### YOUR ASSIGNMENT
Which lines of the records contain the word "input"? Copy each one.
Segment Start: DATA SUPPLIED
PR #2068, opened 2024-01-02
Build Windows on GitHub Actions

Mab879:
Add GitHub Actions to build Windows version and will upload the artifact so it can be used elsewhere.

### DIFF
--- a/.github/workflows/build.yml
+++ b/.github/workflows/build.yml
@@ -75,7 +75,7 @@ jobs:
 
   build-macos:
     # The type of runner that the job will run on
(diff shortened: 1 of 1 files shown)


jan-cerny (approved):
The CI fail on Testing farm CentOS stream 8 isn't related to the contents of this PR because this PR only changes the GitHub actions workflow definition YAML.

The code looks sane. I have verified that it produces "something looking as a MSI" in the artifacts but unfortunately I don't have a Windows machine so I can't confirm that the MSI works.

PR #2071, opened 2024-01-08
Improve references in HTML guides and reports

jan-cerny:
In this commit we will leverage the reference URI-to-title mapping within the `xccdf:Benchmark` element to visually improve the references in HTML guide and report.

This improvements needs SCAP content to contain reference URI-to-title mapping within the `xccdf:Benchmark` element to work nicely.  The ComplianceAsCode content upstream project started to provide this mapping in the SCAP content recently, starting from 62513c391dc5a3fafd12741bd02565ca0e1e8db2.

However, the enhancement is compatible with SCAP content that doesn't contain the reference URI-to-title mapping. If this mapping isn't present, URIs are shown instead of titles in the HTML guides and report. But it still provides a singificant UX improvement.

Moreover, the `Group by` dropdown feature will now also use the URI-to-title mapping in the content as an additional source of dropdown labels next to the hardcoded list. That means that addition of new reference type to ComplianceAsCode will no longer require a need to update OpenSCAP code to get nice labels for the new type to the `Group by` dropdown.

### DIFF
--- a/xsl/xccdf-guide-impl.xsl
+++ b/xsl/xccdf-guide-impl.xsl
@@ -254,11 +254,9 @@ Authors:
                         </tr>
 
 
-                        <tr><td>Identifiers and References</td><td class="identifiers">
-                            <xsl:call-template name="item-idents-refs">
-                                <xsl:with-param name="item" select="$item"/>
-                            </xsl:call-template>
-                        </td></tr>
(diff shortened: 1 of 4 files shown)


Mab879 (approved):
LGTM. 

Thanks!

Issue #2063, opened 2023-11-30
Dump all env. variables that affects the behaviour on a DEBUG or INFO log level


evgenyz:
#### Description of Problem:

We have a set of environment variables that would change the way the scanner operates. It might be useful the have them listed in the log to have better understanding of the behaviour.

See: https://github.com/OpenSCAP/openscap/blob/maint-1.3/docs/manual/manual.adoc#11-list-of-accepted-environment-variables

PR #2073, opened 2024-01-16
Print environment variables

jan-cerny:
If OpenSCAP is executed with verbosity level INFO or DEVEL all environment variable values that can affect OpenSCAP behavior will be listed at the beginning of the log.

Fixes: #2063


evgenyz:
It looks like the `188 - probe_behavior/collect_limit.sh (Failed)` test is unstable and fragile for some reason. :(

evgenyz (approved):

PR #2079, opened 2024-01-26
Introduce JSON tailoring import option for `autotailor`

evgenyz:
The `--json-tailoring` option will provide support for importing https://github.com/ComplianceAsCode/schemas/tree/main/tailoring.

- [X] Code
- [X] Docs
- [x] Finalize schema
- [x] Test


tests/utils/custom.json
```diff
@@ -0,0 +1,23 @@
...
+      "role": "unchecked",
+      "severity": "unknown"
+    }
+  },
+  "variables": {
+    "V1": {
+      "value": "New Value"
+    },
+    "V2": {
+      "select": "some"
```
jan-cerny, line 20: What is `select` in the context of variables?

evgenyz: In XCCDF it is a selector ID. For a Value with option `<... selector="some">100</>` it will set the final value to 100 for `{"V2": {"select": "some"}}`.

evgenyz: In XCCDF Tailoring it is rendered as `<value-refine>`.

ggbecker: Considering we are mirroring XCCDF attributes, why not to use `selector` instead?

ggbecker: I prefer `selector` or `variable_selector`

ggbecker: "base_profile_id" `additionalProperties`, should we stick to a single case format?

jan-cerny: "Selector" sounds a better name than "select" because it suggests what should be the value of the attribute.

evgenyz: Okay, after reading around, I propose this:
```json
{
  "id": "tailored_profile",
  "title": "Test",
  "profile_id": "original_profile",
  "rules": {
    "some_rule_id_here": {
      "evaluate": true
    },
    "different_rule_id_here": {
      "role": "unscored",
      "severity": "high"
    }
  },
  "variables": {
    "a_variable_id": {
      "value": "New Value"
    },
    "3rd_variable_id": {
      "option_id": "var3_value_100"
    }
  }
}
```
Reasoning:
- **base_profile_id -> profile_id**: We tailor profiles, and tailoring becomes a new profile. There is no reasonable way to join profiles together (and unlikely there will ever be) or use an additional profile in this context. Let's keep it simple.
- **selected -> evaluate**: It directly conveys the message that the rule will be forcibly evaluated (with tailoring). Better that select (select to do what?).
- **select -> option_id**: Why not _selector_? It is a very XCCDF-specific term, that has more functions and meaning than just a reference to a predefined value (it could be used to orchestrate rules/clusters behavior as well). On the other hand, every XCCDF Value with predefined values has them in _options_ (pretty common name in UI/UX and CS in general), so we are either set the value or refer to a value using option identifier.

evgenyz: Not sure if we should have `"severity": "HIGH"` instead of `"severity": "high"` to stress the fact that it is a ENUMERATION_CONSTANT.

evgenyz: > We kinda trying the opposite: abstracting XCCDF implementation and terminology.

What do you mean, I don't get it.

evgenyz: > "base_profile_id" `additionalProperties`, should we stick to a single case format?

What do you mean, I don't get it.

evgenyz:
@ggbecker If I got you right, this is a variation for multiple tailored profiles in a single JSON tailoring:
```json
{
  "profiles": [
    {
      "id": "tailoring_id",
      "title": "Test",
      "base_profile_id": "original_profile_id",
      "rules": {
        "some_rule_id": {
          "evaluate": true,
          "severity": "high"
        },
        "different_rule_id": {
          "role": "unscored"
        }
      },
      "variables": {
        "a_variable_id": {
          "value": "New Value"
        },
        "another_variable_id": {
          "value": 42
        },
        "3rd_variable_id": {
          "option_id": "some_option_id"
        }
      }
    }
  ]
}
```

evgenyz:
@jan-cerny @ggbecker ping.

tests/utils/custom.json
evgenyz: Thank you for your valuable input, gentlemen. I've update the PR.

docs/manual/manual.adoc
```diff
@@ -1,6 +1,7 @@
 = OpenSCAP User Manual
 :imagesdir: ./images
 :workbench_url: https://www.open-scap.org/tools/scap-workbench/
+:json_tailoring_url: https://github.com/ComplianceAsCode/schemas/tree/main/tailoring
```
jan-cerny, line 4: @evgenyz It would be great if the directory https://github.com/ComplianceAsCode/schemas/tree/main/tailoring contains a README with a short description :smiley:

utils/autotailor
```diff
@@ -198,27 +247,66 @@ class Tailoring:
...
         self.rule_refinements_to_xml(profile)
+        self.value_refinements_to_xml(profile)
 
         root_str = ET.tostring(root)
         pretty_xml = xml.dom.minidom.parseString(root_str).toprettyxml()
         with open(location, "w") if location != "-" else sys.stdout as f:
             f.write(pretty_xml)
 
+    def import_json_tailoring(self, json_tailoring):
+        import json
```
jan-cerny, line 260: Move the import to the top of the file.

utils/autotailor
```diff
@@ -198,27 +247,66 @@ class Tailoring:
...
+        with open(json_tailoring, "r") as jf:
+            all_tailorings = json.load(jf)
+
+        if 'profiles' in all_tailorings and all_tailorings['profiles']:
+            # We currently support tailoring of one profile only
```
jan-cerny, line 265: Can we check and raise if there are multiple profiles?

utils/autotailor
```diff
@@ -198,27 +247,66 @@ class Tailoring:
...
+        self._add_value_overrides(profile)
         self.rule_refinements_to_xml(profile)
+        self.value_refinements_to_xml(profile)
 
         root_str = ET.tostring(root)
         pretty_xml = xml.dom.minidom.parseString(root_str).toprettyxml()
         with open(location, "w") if location != "-" else sys.stdout as f:
             f.write(pretty_xml)
 
+    def import_json_tailoring(self, json_tailoring):
```
jan-cerny, line 259: Split this method to multiple smaller ones to reduce code complexity.

utils/autotailor
```diff
@@ -198,27 +247,66 @@ class Tailoring:
...
         "datastream", metavar="DS_FILENAME",
         help="The tailored data stream filename.")
     parser.add_argument(
-        "profile", metavar="BASE_PROFILE_ID",
+        "profile", metavar="BASE_PROFILE_ID", nargs='?', default="",
         help="Specify ID of the base profile. ID of the profile can be "
         "either its full ID, or the suffix, in which case the "
         "'xccdf_<id-namespace>_profile' prefix will be prepended internally.")
+    parser.add_argument(
+        "--json-tailoring", metavar="JSON_TAILORING_FILENAME", default="",
```
jan-cerny, line 307: What is your opinion on adding a short variant of this option, for example `-j`? I think that would simplify and make the usage of the tool more comfortable.

utils/autotailor
```diff
@@ -198,27 +247,66 @@ class Tailoring:
...
 
         root_str = ET.tostring(root)
         pretty_xml = xml.dom.minidom.parseString(root_str).toprettyxml()
         with open(location, "w") if location != "-" else sys.stdout as f:
             f.write(pretty_xml)
 
+    def import_json_tailoring(self, json_tailoring):
+        import json
+        with open(json_tailoring, "r") as jf:
+            all_tailorings = json.load(jf)
```
jan-cerny, line 262: Question: Can we somehow validate the input file if it's correct? Can the JSON schema be used for this validation?

jan-cerny (commented):
I have used the autotailor to generate an XCCDF tailoring file using a JSON output. I tried to use the `tests/utils/custom.json` and I also experimented with various modifications.

docs/manual/manual.adoc
evgenyz: The schema is somewhat documented within the schema file itself. Anyway, it is a different repo with its own issues and PRs.

utils/autotailor
evgenyz: Sure.

utils/autotailor
evgenyz: Sure.

evgenyz:
Latest changes include `groups` override in JSON tailoring.

utils/autotailor
evgenyz: Done.

jan-cerny (approved):
I have generated an XCCDF tailoring from the JSON tailoring using the `autotailor` tool and then I have successfully used the generated tailoring in `oscap`.

Issue #2076, opened 2024-01-25
The `collect_limit` test randomly fails in copr builds


evgenyz:
#### Description of Problem:

The test (or the code modifications) is unstable. We need to understand why and fix it before releasing the feature.

#### OpenSCAP Version:

maint-1.3

PR #2080, opened 2024-01-31
Improve counting collected items

jan-cerny:
The function SEXP_list_length turns out to be an unreliable provider of information about the length of the list of the collected items. It is unclear what this function returns. Instead of using SEXP_list_length we will have a counter variable that will count the amount of collected items by the probe.

Fixes: #2076


evgenyz (approved):
I see that tests are stable now. Thank you!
Segment End: DATA SUPPLIED
### TASK RESPONSE
evgenyz: Thank you for your valuable input, gentlemen. I've update the PR.
jan-cerny, line 262: Question: Can we somehow validate the input file if it's correct? Can the JSON schema be used for this validation?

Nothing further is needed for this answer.